可怎麽也不能定下心來又試了一會,白初雲也就放棄了,躺在床上,更無心修煉。
而就在他仰望的房頂之上,那密布的雨幕之中,數騎獙獙飛快的掠過,擾亂了那有條不紊地雨絲軌跡。
穿過重重山嶽,飛躍無數宮闕,這數騎獙獙終於停在一處樸素無華的院落前。
“狐影衛中衛少尉陳天裘求見夫人。”
獙獙一落地,領頭之人直接反身拜倒在雨地之中。
“何事?”
院門緩緩推開,一名美妙侍女打著油紙傘走了出來。
“小姐!”
沒等陳天裘說話,那名侍女就已經看見雨中冷漠的寒夢瑤。那一頭長發已經被雨水浸透,濕漉漉貼在粉嫩的面容上。

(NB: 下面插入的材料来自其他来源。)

PR #294, opened 2024-05-21
Add Protein FEP Functionality

akalpokas:
This PR introduces protein FEP functionality to BioSimSpace and allows for creating of hybrid protein/peptide systems with single or multiple simultaneous modifications, which can include point mutations to canonical or non-canonical amino acids, as well as covalent modifications.

The PR is essentially based around region of interest (ROI) idea, and code wise does the following:

- Moves the `merge` function from [Exscientia sandpit](https://github.com/OpenBioSim/biosimspace/blob/devel/python/BioSimSpace/Sandpit/Exscientia/Align/_merge.py) out of the sandpit into the standard merge code location. I have tested this code with ethane to methanol perturbation, and it gives the same exact perturbation as the non-sandpit merge code, (I looked at gromacs .top files specifically) although it is probably a good idea to test this with more complex ligand perturbations.
- This merge code is then modified to remove the need to provide ROI atom indices as inputs (this was a requirement in original Exscientia's implementation). Instead these are reconstructed inside the merge function which simplifies the overall workflow for the user, as now they only need to pass the ROI residue indices. The merge function is then modified to allow for multiple simultaneous merges to be performed between two molecules. This was tested with MDM2 T16G-I19G double mutant system and behaves as intended. Note that these modifications are only invoked when using ROI code only, it does not affect the standard merge code.
- The `roiMatch` function is then added to the Align module. This function rapidly computes mappings between two large input molecules based on the idea of region of interest. It supports standard BioSimSpace.Align.matchAtoms as well as [Kartograf](https://github.com/OpenFreeEnergy/kartograf) as mapping backends. Therefore an internal `_kartograf_map` function is also added to the Align module. In my experience kartograf in the protein FEP context is really only needed for niche cases such when trying to compute a mapping between two enantiomers of two covalently modified residues, so it's not critical to have it as a mapping backend for most use cases. The `matchAtoms` function is **also modified in order to expose some of more lower-level rdKit mapping functionality** which I found useful sometimes when trying to force a specific mapping for covalently modified residues. It does not affect the default behaviour of the mapping function.
- The `roiAlign` function is also added to the Align module. This function aligns selected residues from molecule0 to molecule1, which allows us to drop the assumption that two input proteins need to be in the same conformation in order to create a merged protein. In most cases this assumption is satisfied (if you just create a carbon copy of the wild-type protein and mutate 1 or more residues), however with this function we can execute more complex workflows such as non-equilibrium switching protein FEP (where you would generate wild-type and mutant trajectories separately without alchemical code, and then start to create hybrid snapshots that now have to deal with two input protein structures which are not fully aligned). This function can either use `rmsdAlign` or `flexAlign` functions internally, depending on how precise alignment is needed. In my experience `rmsdAlign` works perfectly after some minimisation.

Overall, this means that a hybrid proteins can be created with just few lines of code that are nearly identical to the normal input creation for FEP workflow:

```python
import BioSimSpace as BSS
mdm2_wt = BSS.IO.readMolecules(f"mdm2_wt.pdb")[0]
mdm2_mut = BSS.IO.readMolecules(f"mdm2_v14g.pdb")[0]

mdm2_wt = BSS.Parameters.ff14SB(mdm2_wt, ensure_compatible=False).getMolecule()
mdm2_mut = BSS.Parameters.ff14SB(mdm2_mut, ensure_compatible=False).getMolecule()

mapping = BSS.Align.roiMatch(molecule0=mdm2_wt, molecule1=mdm2_mut, roi=[9])
aligned_wt = BSS.Align.roiAlign(molecule0=mdm2_wt, molecule1=mdm2_mut, roi=[9])
merged = BSS.Align.merge(molecule0=aligned_wt, molecule1=mdm2_mut, mapping=mapping, roi=[9])
```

“你們這群不會辦事的奴才,凍壞了小姐,你們吃罪的起嗎?”
那侍女怒罵著那幫狐影衛的軍士,慌忙越過陳天裘,褪下外袍就要給陳夢瑤披上。
寒夢瑤只是冷哼一聲,抬手將侍女推開,舉步就要跨進院子。
“哎小姐!未得夫人允許,不得進入院子的。”
那侍女見狀,就想上去阻攔,可剛走兩步,卻見門口一夫人舉著傘靜靜地注視著寒夢瑤。
“拜見夫人。”
一見那女子,門外的所有人都在雨地中跪倒行李。唯獨一個寒夢瑤梗著脖子注視著那女子。
“怎麽?出去一趟還沒野夠?現在連禮儀都忘了嗎?”
“我不嫁!”
寒夢瑤只是瞪著眼,看著那美貌婦人。
“由不得你。”
“由不得我?”
寒夢瑤冷哼一聲:“你看我能不能嫁出去!”
說罷,轉身就要離開。
“我說過,由不得你。”
美貌夫人也跟著冷哼一聲:“把她給我抓起來,丟到院子裡,在婚宴開始之前,不要再讓她出這院門一步。否則,人頭落地!”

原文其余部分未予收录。